Purpose The management of Renal cell carcinoma (RCC) patients with liver metastases
is challenging. Liver-directed therapy, such as Transarterial radioembolization (TARE),
is a reasonable option for these patients; however, its safety and efficacy are not
well characterized. This study evaluated the safety and efficacy of TARE in patients
with liver-dominant metastatic RCC. Materials and Methods This is a retrospective,
single-center study. Thirty-eight patients' medical records were reviewed who underwent
TARE between January 1, 2009, and December 31, 2019, in a tertiary cancer center.
Two were excluded from further analysis. Thirty-six patients received 51 TARE treatments.

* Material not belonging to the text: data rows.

PR #78, opened 2017-11-09
Include build parameters in json report

ssbarnea:
Include build parameters as part of statistics JSON.

JENKINS-23284

### DIFF
--- a/src/main/java/com/sonyericsson/jenkins/plugins/bfa/db/MongoDBKnowledgeBase.java
+++ b/src/main/java/com/sonyericsson/jenkins/plugins/bfa/db/MongoDBKnowledgeBase.java
@@ -44,6 +44,7 @@ import com.sonyericsson.jenkins.plugins.bfa.utils.ObjectCountPair;
 import hudson.Extension;
 import hudson.Util;
 import hudson.model.Descriptor;
+import hudson.model.ParameterValue;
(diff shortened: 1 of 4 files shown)


src/main/java/com/sonyericsson/jenkins/plugins/bfa/db/MongoDBKnowledgeBase.java
```diff
@@ -482,6 +484,16 @@ public void saveStatistics(Statistics stat) throws UnknownHostException, Authent
             cause.put("build", upstreamCause.getUpstreamBuild());
         }
         object.put("upstreamCause", cause);
+
+        DBObject parameters = null;
+        if (stat.getParameters() != null) {
+            parameters = new BasicDBObject();
+            for(ParameterValue item: stat.getParameters()) {
+              parameters.put(item.getName(), item.getValue());
```
rsandell: `item.getValue()` can return a complex object graph, is that really what you want? Wouldn't for example the [realized env vars](http://javadoc.jenkins.io/hudson/model/ParameterValue.html#buildEnvironment-hudson.model.Run-hudson.EnvVars-) from those parameters be better to have?

ssbarnea:
Vaya con dios Jenkins!

PR #1179, opened 2026-08-13
chore: pin OpenTelemetry dependency versions

CarlosGamero:
## What

Pin OpenTelemetry dependency versions across the OTel packages so all services track a single validated set instead of resolving their own.

- **`opentelemetry-fastify-bootstrap`**: move the OpenTelemetry packages from `peerDependencies` to pinned (exact) `dependencies`. `fastify` stays a peer (it's the host framework).
- **`context-fastify-plugins`**: align the OpenTelemetry versions with the bootstrap release train — `@opentelemetry/api` `1.9.1`, experimental packages `0.221.0`, stable packages `2.10.0`, `@opentelemetry/semantic-conventions` `1.43.0`.

## Why

Currently each service can independently resolve/override the OpenTelemetry libraries. Since metrics aren't exercised locally / in PRE and there's no dedicated DataDog test env, a clean install or a well-intentioned bump can silently break the integration. Centralizing and pinning the versions means services stick to a known-good set; we bump the shared packages only after validating a newer version.

Follow-up to the discussion on #1100.

## Changeset

- `minor` for `@lokalise/opentelemetry-fastify-bootstrap`
- `major` for `@lokalise/context-fastify-plugins`

## AI Assistance Tracking


packages/app/opentelemetry-fastify-bootstrap/package.json
```diff
@@ -42,25 +42,21 @@
...
+        "@opentelemetry/sdk-trace-base": "2.10.0"
+    },
+    "peerDependencies": {
         "fastify": "^5.0.0"
     },
     "devDependencies": {
         "@biomejs/biome": "^2.5.7",
         "@lokalise/biome-config": "workspace:^",
         "@lokalise/tsconfig": "workspace:^",
         "@opentelemetry/api": "^1.9.1",
```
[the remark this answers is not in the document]
CarlosGamero: Good catch, thanks. We addressed the underlying concern (`^1.9.1` allowing an incompatible `1.10.0`) by **pinning `@opentelemetry/api` to exact `1.9.1`** and moving it into `dependencies` (removed from `devDependencies`).

We went with an exact pin in `dependencies` instead of a `>=1.9.0 <1.10.0` range in `peerDependencies` on purpose:

- Consistency with the rest of this PR — all OpenTelemetry packages are now pinned and declared as `dependencies` so every service tracks a single validated set instead of resolving its own.
- Putting it in `dependencies` (not `peerDependencies`) guarantees the compatible `api` version for consumers too, without the friction of an exact peer requirement.

.changeset/pin-otel-dependencies.md
```diff
@@ -0,0 +1,9 @@
+---
+"@lokalise/opentelemetry-fastify-bootstrap": minor
+"@lokalise/context-fastify-plugins": major
```
ppletscher, line 3: seems to contradict the PR body?

> minor for both packages (dependency contract change).

packages/app/opentelemetry-fastify-bootstrap/package.json
```diff
@@ -42,25 +42,21 @@
         "package-version": "echo $npm_package_version",
         "postversion": "biome check --write package.json"
     },
-    "dependencies": {},
-    "peerDependencies": {
+    "dependencies": {
```
ppletscher, line 45: FYI, CC raised these:

- Pinning @opentelemetry/api as an exact regular dependency is the one debatable call. OTel's own guidance is that libraries should take the API as a peer, because it's meant to be a process-wide singleton. In practice it's mostly harmless — the API registers itself into a global (Symbol.for('opentelemetry.js.api.1')), so duplicate copies still share context — but if a service ends up with api@1.9.0 from dd-trace/Prisma and api@1.9.1 pinned here, pnpm will install both copies. 
- Exact pins defeat deduplication by design. If a service still has its own @opentelemetry/sdk-trace-base@^2.x alongside this library, they'll get two copies, and cross-copy instanceof checks (span processors, samplers) can fail in confusing ways. The implicit contract is now "services must drop their direct OTel deps and let these packages own them" — that migration expectation would be good to state in the changeset/README.

The second point makes me think this should maybe be `major`?

ppletscher (approved):
LGTM, but take it with a grain of salt and see the comments below.

.changeset/pin-otel-dependencies.md
CarlosGamero: My bad, they were both minor before and forgot to update PR description, thank you!

packages/app/opentelemetry-fastify-bootstrap/package.json
CarlosGamero: > Pinning @opentelemetry/api as an exact regular dependency is the one debatable call. OTel's own guidance is that libraries should take the API as a peer, because it's meant to be a process-wide singleton. In practice it's mostly harmless — the API registers itself into a global (Symbol.for('opentelemetry.js.api.1')), so duplicate copies still share context — but if a service ends up with api@1.9.0 from dd-trace/Prisma and api@1.9.1 pinned here, pnpm will install both copies.

Good call — moved @opentelemetry/api to peerDependencies (>=1.9.0 <1.10.0, the range the SDK graph already imposes) so it stays a single shared singleton instead of a second pinned copy. Kept it in devDependencies for our own build/tests. The SDK packages  stay pinned as dependencies — those aren't singletons. Also dropped it from context-fastify-plugins entirely, since it never imports api directly (it was only a transitive pin).

> Exact pins defeat deduplication by design. If a service still has its own @opentelemetry/sdk-trace-base@^2.x alongside this library, they'll get two copies, and cross-copy instanceof checks (span processors, samplers) can fail in confusing ways. The implicit contract is now "services must drop their direct OTel deps and let these packages own them" — that migration expectation would be good to state in the changeset/README.

Good point Added a Migration section to the changeset and a "This package owns the OpenTelemetry SDK versions" note to both package READMEs, stating that services should drop their own direct @opentelemetry/* SDK deps and let these packages own them

I don’t consider this a major change. Having duplicates isn’t a breaking change, although I agree it’s debatable. Let’s see what @kibertoad thinks :D

CatchMe2 (approved):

Median follow-up time was 18.2 months. Imaging data were evaluated using mRECIST or
RECIST 1.1 criteria. Toxicities, treatment responses, liver progression-free survival
(LPFS), and median overall survival (OS) were calculated. Univariate and multivariate
analyses were conducted to reveal predictors of OS. Results Median OS from TARE was
19.3 months (95% CI, 22.6-47.4) and from diagnosis of liver metastases was 36.5 months
(95% CI: 26.4-49.8). Mild, grade 1 or 2, biochemical toxicity developed in 27 patients
(75%). Grade 3-4 toxicity was noted in two patients (5.5%). The objective response
rate was 89%; the disease control rate was 94% (21 complete response, 11 partial response,
two stable disease, and two progressive disease). Univariate and multivariate analyses
showed longer survival in patients who had objective response, lower lung shunt fraction,
and better baseline liver function. Conclusions TARE is safe and effective and led
to promising overall survival in patients with liver-dominant metastatic RCC. Level
of Evidence: Level 3, retrospective cohort study.